Sem alarde, Moro se mudou para os Estados Unidos e foi convidado para ser diretor de um setor do escritório Alvarez & Marsal, especializado em serviços de consultoria, aprimoramento de desenho de negócios e gestão de recuperação. Essa empresa com escritórios em 28 países e mais de 5 mil funcionários em quatro continentes, com escritório no Brasil, é administradora judicial da Odebrecht e tem como clientes a OAS, a Galvão Engenharia e outras afetadas pelas iniciativas do lawfare norte-americano. Entre seus quadros estão Steve Spiegelhalter, ex-promotor do DOJ; Bill Waldie, agente especial aposentado do FBI; e Robert DeCicco, ex-NSA. É evidente o envolvimento da A&M com processos de lawfare.

Seis meses após entrar como diretor-gerente de uma área, Moro foi rebaixado a consultor, e a A&M nega que ele faça parte de sua equipe permanente. Moro se demitiu da empresa em outubro de 2021 e voltou ao Brasil para ser candidato a presidente, mas, se não der, se propõe a ser candidato a senador. Se eleito, se beneficiará da imunidade parlamentar e assim evitará enfrentar o julgamento dos crimes que praticou.

No Congresso norte-americano há uma preocupação com o envolvimento dos agentes do DOJ com a Lava Jato.
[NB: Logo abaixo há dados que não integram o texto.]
PR #2023, opened 2023-02-10
[bugfix]: add pre-check that If the cluster already exists

### LINKED ISSUE #2022: [sealer run]check if there is a running cluster, if exist, should not mount new image.
### What happen?

对于一个已经部署了集群镜像A的集群1，如果再次运行集群镜像B，那么sealer目前不会检查，然后直接mount了集群镜像B，可能就将镜像A的文件冲掉了。

For a cluster 1 that has already deployed cluster-image A, if cluster-image B is run again, the sealer will  directly mounts cluster image B without checking, and then may overwrite the file of image A.

### Relevant log output?

_No response_

我希望sealer run时，会提前检查是否有已经部署的集群镜像，如果有，且版本不一致，那么报错，如果版本一致，那么跳过。如果没有，正常安装

I hope that when the sealer runs, it will check whether there is a deployed cluster image. If there is, and the version is not equal, then throw an error. If the version is equal, then skip. If not, install normally

_No response_

_No response_

_No response_

_No response_

_No response_

- Install tools:
- Others:

Stevent-fei:

When the sealer runs, it will check in advance whether there is a deployed cluster image. If there is, and the version is inconsistent, then an error will be reported. If the version is consistent, then skip. If not, install normally

exist：
image

not exist：
image

Fixes #2022

### DIFF
--- a/cmd/sealer/cmd/cluster/run.go
+++ b/cmd/sealer/cmd/cluster/run.go
@@ -236,6 +236,11 @@ func runWithClusterfile(clusterFile string, runFlags *types.RunFlags) error {
 
 func runClusterImage(imageEngine imageengine.Interface, cf clusterfile.Interface, imageSpec *imagev1.ImageSpec, mode string) error {
 	cluster := cf.GetCluster()
+	//check cluster
+	checkClusterFile, err := utils.CheckClusterIsExists(cluster)
+	if checkClusterFile != "" {
+		return err
+	}
 	infraDriver, err := infradriver.NewInfraDriver(&cluster)
 	if err != nil {
 		return err
--- a/cmd/sealer/cmd/utils/cluster.go
+++ b/cmd/sealer/cmd/utils/cluster.go
@@ -26,12 +26,15 @@ import (
 	"github.com/sealerio/sealer/cmd/sealer/cmd/types"
 	"github.com/sealerio/sealer/common"
 	"github.com/sealerio/sealer/pkg/client/k8s"
+	"github.com/sealerio/sealer/pkg/clusterfile"
 	"github.com/sealerio/sealer/types/api/constants"
 	v1 "github.com/sealerio/sealer/types/api/v1"
 	v2 "github.com/sealerio/sealer/types/api/v2"
 	netutils "github.com/sealerio/sealer/utils/net"
 	strUtils "github.com/sealerio/sealer/utils/strings"
 )
+
+const clusterExists = "exist"
 
 func MergeClusterWithFlags(cluster v2.Cluster, mergeFlags *types.MergeFlags) (*v2.Cluster, error) {
 	if len(mergeFlags.CustomEnv) > 0 {
@@ -255,4 +258,16 @@ func GetClusterClient() *k8s.Client {
 		logrus.Warnf("try to new k8s client via default kubeconfig, maybe this is a new cluster that needs to be created: %v", err)
 	}
 	return nil
+}
+
+func CheckClusterIsExists(cluster v2.Cluster) (string, error) {
+	clusterFile, _, err := clusterfile.GetActualClusterFile()
+	if err == nil {
+		newClusterfile := clusterFile.GetCluster()
+		if cluster.Spec.Image != newClusterfile.Spec.Image {
+			return clusterExists, fmt.Errorf("the cluster image already exists, please uninstall the current cluster and install another version of the cluster image")
+		}
+		return clusterExists, fmt.Errorf("this cluster image has already been installed, please do not repeat the operation")
+	}
+	return "", nil
 }


cmd/sealer/cmd/cluster/run.go
```diff
@@ -115,6 +118,24 @@ func NewRunCmd() *cobra.Command {
...
+				file, err := os.Open(common.GetDefaultClusterfile())
+				if err != nil {
+					return err
+				}
+				context, err := ioutil.ReadAll(file)
+				if err != nil {
+					return err
+				}
+
+				if ok := strings.Contains(string(context), args[0]); !ok {
```
VinceCui, line 131: No need check if cluster image same, if not same, the user also can't run cluster.

VinceCui: Uer API to marshal it.

kakaZhou719:
@Stevent-fei i have two questions:

1. how to determine there is an existed cluster?
2. should we add this pre-check logic to all create process?

cmd/sealer/cmd/cluster/run.go
```diff
@@ -115,6 +117,30 @@ func NewRunCmd() *cobra.Command {
 					app, extension, nil, imageEngine, runFlags.Mode)
 			}
 
+			if exist := osi.IsFileExist(common.GetDefaultClusterfile()); exist {
```
kakaZhou719, line 120: not use file existing  to do this pre-check, try get  it from `clusterfile.NewClusterFile(nil)`,
 if not found, no cluster.
 if have ,determine whether the image name is the same one.

Starnop (approved):
LGTM

cmd/sealer/cmd/cluster/run.go
```diff
@@ -427,6 +433,19 @@ func installApplication(appImageName string, envs []string, app *v2.Application,
 	return nil
 }
 
+func checkClusterIsExists(cf clusterfile.Interface) error {
+	rawCluster := cf.GetCluster()
```
Starnop, line 437: rawCluster/desiredCluster/g

cmd/sealer/cmd/cluster/run.go
```diff
@@ -427,6 +433,19 @@ func installApplication(appImageName string, envs []string, app *v2.Application,
...
+	file, err := clusterfile.NewClusterFile(nil)
+	if err == nil {
```
Starnop, line 439: if err!=nil && match some regular，return nil

cmd/sealer/cmd/cluster/run.go
```diff
@@ -510,3 +517,16 @@ func prepareMaterials(infraDriver infradriver.InfraDriver, imageEngine imageengi
 	}
 	return nil
 }
+
+func checkClusterIsExists(cf clusterfile.Interface) error {
```
kakaZhou719, line 521: not good use err to identify the check result. i assume  we could return passed result and error.

kakaZhou719:
@Stevent-fei . it ok for me to do pre-check, such as cluster image . however , that is just one item need to check . it is better that if we add a check list to do this.

cmd/sealer/cmd/cluster/run.go
```diff
@@ -510,3 +518,16 @@ func prepareMaterials(infraDriver infradriver.InfraDriver, imageEngine imageengi
 	}
 	return nil
 }
+
+func checkClusterIsExists(cf clusterfile.Interface) (string, error) {
```
kakaZhou719, line 522: func checkClusterIsExists(cluster v2.cluster) (string, error) {

kakaZhou719, line 522: move this func to different file Or utils, and add UT test.

cmd/sealer/cmd/cluster/run.go
```diff
@@ -510,3 +518,16 @@ func prepareMaterials(infraDriver infradriver.InfraDriver, imageEngine imageengi
...
+	rawCluster := cf.GetCluster()
+	clusterFile, _, err := clusterfile.GetActualClusterFile()
+	if err == nil {
+		cluster := clusterFile.GetCluster()
+		if cluster.Spec.Image != rawCluster.Spec.Image {
+			return "exist", fmt.Errorf("the cluster image already exists, please uninstall the current cluster and install another version of the cluster image")
```
kakaZhou719, line 528: "exist" is not good, you should use const such as "SameImageName" Or something to identity it

cmd/sealer/cmd/cluster/run.go
```diff
@@ -235,6 +237,12 @@ func runWithClusterfile(clusterFile string, runFlags *types.RunFlags) error {
 }
 
 func runClusterImage(imageEngine imageengine.Interface, cf clusterfile.Interface, imageSpec *imagev1.ImageSpec, mode string) error {
+	//check cluster
+	checkClusterFile, err := checkClusterIsExists(cf)
+	if checkClusterFile == "exist" && err != nil {
```
kakaZhou719, line 242: why &&? Return err if it is not nil.

cmd/sealer/cmd/utils/cluster.go
```diff
@@ -256,3 +259,15 @@ func GetClusterClient() *k8s.Client {
 	}
 	return nil
 }
+
+func CheckClusterIsExists(cluster v2.Cluster) (string, error) {
+	clusterFile, _, err := clusterfile.GetActualClusterFile()
```
kakaZhou719, line 264: should retrun err fast

cmd/sealer/cmd/utils/cluster.go
```diff
@@ -256,3 +259,15 @@ func GetClusterClient() *k8s.Client {
...
+	if err == nil {
+		newClusterfile := clusterFile.GetCluster()
+		if cluster.Spec.Image != newClusterfile.Spec.Image {
+			return clusterExists, fmt.Errorf("the cluster image already exists, please uninstall the current cluster and install another version of the cluster image")
```
kakaZhou719, line 268: should not retrun err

Parlamentares democratas suspeitam do envolvimento do Departamento de Justiça dos Estados Unidos “em procedimentos investigativos e judiciais recentes no Brasil, que geraram controvérsia substancial e são vistos por muitos no país como uma ameaça à democracia e ao Estado de direito”. Um documento assinado por vinte parlamentares, tendo à frente a deputada Alexandria Ocasio-Cortez, questiona o secretário de Justiça, Merrick Garland, sobre o assunto.8

1 Frédéric Pierucci e Matthieu Aron, Arapuca estadunidense – Uma Lava Jato mundial, Kotter, Curitiba, 2021, p.326.

2 Disponível em: tjdft.jus.br/institucional/imprensa/campanhas-e-produtos/direito-facil/edição-semanal/lei-anticorrupção.

3 Disponível em: studioestrategia.com.br/2020/08/31/lei-anticorrupcao-americana.

4 Gaspar Estrada e Nicolas Bourcier, “Le naufrage de l’opération anticorruption ‘Lava Jato’ au Brésil” [O naufrágio da operação anticorrupção “Lava Jato” no Brasil], Le Monde, 11 abr. 2021.

5 Disponível em: conjur.com.br/2019-jul-12/brasil-atrapalhava-planos-eua-america-sul-embaixador.

6 Disponível em: apublica.org/2020/03/como-a-lava-jato-escondeu-do-governo-federal-visita-de-fbi-e-procuradores-americanos.

7 Gaspar Estrada e Nicolas Bourcier, op. cit.